Appellant Charles Hedrick Stanley, a convicted felon, was tried and convicted upon a two count indictment charging him with possession of a Mannlicher pistol (Count I) and possession of a Derringer pistol and a Gewehrlaufstal shotgun (Count II). 18 U.S.C.A. App. § 1202(a). These weapons were seized by federal agents in three separate searches and admitted into evidence over Stanley’s objection. Apparently conceding that the Derringer pistol was seized pursuant to a valid search warrant, Stanley assigns as error the district court’s refusal to suppress the Mannlicher pistol and the Gewehrlaufstal shotgun. He also contends that his convictions cannot be sustained in any event because the evidence was insufficient to show his possession of the weapons.

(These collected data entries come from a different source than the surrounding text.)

PR #453, opened 2023-07-24
RFC: Unbound SavedModel

BlaziusMaximus:
This RFC will be open for comment until Friday, August 11th, 2023.
cc @k-w-w @petrychenko

# Unbound SavedModel

| Status        | Implemented                                                                                  |
:-------------- |:-------------------------------------------------------------------------------------------- |
| **RFC #**     | [453](https://github.com/tensorflow/community/pull/453)  |
| **Author(s)** | Kathy Wu (<kathywu@google.com>), Adam Cogdell (<adamcogdell@google.com>)                     |
| **Sponsor**   | Ivan Petrychenko (<petrychenko@google.com>)                                                  |
| **Updated**   | 2023-07-24                                                                                   |

## Objective

We are proposing a new format for `SavedModel` and a generic proto-splitting library that resolves the 2GB proto issue. The purpose of this RFC is to publicize the design of this new format, which has been implemented (see [tensorflow/tools/proto_splitter](https://github.com/tensorflow/tensorflow/tree/master/tensorflow/tools/proto_splitter)), but is open to comments and changes from the open source community.

### DIFF
--- a/rfcs/20230720-unbound-saved-model.md
+++ b/rfcs/20230720-unbound-saved-model.md
@@ -198,7 +198,7 @@ The outputs of `Splitter.Split()` (`ChunkMetadata` and `ChunkedMessage`) have a 
 
 We decided to explore different serialization formats, even outside of proto. There haven't been any major changes to `SavedModel` in ages - lots of libraries are built on top of the `saved_model.pb` or a `GraphDef` file, and are parsing that proto directly. Any change we make to the format now is almost equally painful, and since we've decided to do this, we explored all options out there.
 
-The conclusion was that re-using proto is the best, as it gave us an easy solution to compatibility so that we can focus on other areas (e.g. MLA integration to interface with other frameworks). However, even splitting the proto comes with compatibility problems: What happens when we need to split the proto again for constants? This breaks compatibility *again*. Also in the future, are we anticipating more cross-framework models (JAX2TF is using a workaround by storing StableHLO as an attribute in a custom op)? Why not invest this time in MLIR, which supports multiple dialects and will never hit a file size limit?
+The conclusion was that re-using proto is the best, as it gave us an easy solution to compatibility so that we can focus on other areas. However, even splitting the proto comes with compatibility problems: What happens when we need to split the proto again for constants? This breaks compatibility *again*. Also in the future, are we anticipating more cross-framework models (JAX2TF is using a workaround by storing StableHLO as an attribute in a custom op)? Why not invest this time in MLIR, which supports multiple dialects and will never hit a file size limit?
 
 #### Proto Splitting: Introduce REF fields to the current schema
 
@@ -255,8 +255,6 @@ The problem is that many existing converters and libraries parse the proto direc
 #### Alternate Formats
 
 We explored written formats for both the image dump and function graphs (which are represented as Proto data structures in-memory). The format for the image does not necessarily need to be Proto-compatible, but the serialization of the function graph should be.
-
-In the future, we should consider using other HLO or using native data structures to represent functions and ops in-memory, rather than a proto-backed data structure. Proto recommends not using protobuf when it is not being serialized.
 
 Specific features we are looking for:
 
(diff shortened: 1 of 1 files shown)


othakkar:
@BlaziusMaximus Thank you for the proposal. Based on my understanding, the proposed implementation solves the issue of **exporting** a `SavedModel` that currently fails due to exceeding the 2GB protobuf serialization limit. 

Does the proposed solution also address the protobuf's limitation that is encountered while **importing** a `GraphDef` or while **freezing** (converting variables to constants that are of size > 2GB) a `SavedModel`? (e.g. https://github.com/tensorflow/tensorflow/issues/60571#issuecomment-1546545861) If not, are there any plans for the same? Thanks!

k-w-w:
@othakkar Thanks for your comment! The GraphDef freezing code is not planned to be updated as part of this project.

However, you may be able to use some of the added infrastructure to address this issue. If I remember correctly, the implementation of `convert_to_constants_v2`, it goes through `Graph.as_graph_def` at some point which fails if the graph is > 2GB, because it first calls into the C API's Graph to GraphDef function, then serializes it to string (then deserializes the string in Python).  This string serialization is typically what hits the 2GB limit.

We find that the evidence of possession was sufficient on both counts and that the Mannlicher pistol was properly admitted into evidence. However, we find that the Gewehrlaufstal shotgun was unlawfully seized and should have been suppressed at trial. Accordingly, the conviction on Count I is affirmed and the conviction on Count II is reversed. 1
The Seizures
The Mannlicher pistol. On February 15, 1978 agents of the Federal Bureau of Alcohol, Tobacco and Firearms arrived at Southeastern Shooters Supply, Inc., located in Bumcombe County, North Carolina, to execute a search warrant upon the proprietor of the business. Stanley and several other persons were on the premises at this time. They were detained briefly, patted down for weapons and asked for identification. They were also given their Miranda rights.
Several minutes later Stanley and the other patrons were told that they were free to leave. Outside the store Stanley was approached by Agent Flack, who asked him if he had a way to get home. Stanley responded that he did, indicating a van parked nearby. Flack then asked if there were any machine guns or shotguns in the vehicle; Stanley said there were not, but there might be a pistol belonging to his wife. Agent Flack said “Let me see it” or “Let’s look at it,” whereupon Stanley opened the van door, took out the Mannlicher pistol and surrendered it to the agent. Upon Stanley’s request Flack tendered a receipt for the pistol.
The Derringer pistol. Two days later, on February 17, 1978, a federal search wаrrant was executed on the mobile home owned and occupied by Stanley and his wife as their residence. 2 Stanley was given his Miranda rights by the ATF agents and indicated that he understood those rights. Inside the mobile home, a Derringer pistol located on a coffee table was seized. Stanley’s wife told the аgents at this time that the Derringer pistol, as well as the Mannlicher pistol seized earlier, were her weapons.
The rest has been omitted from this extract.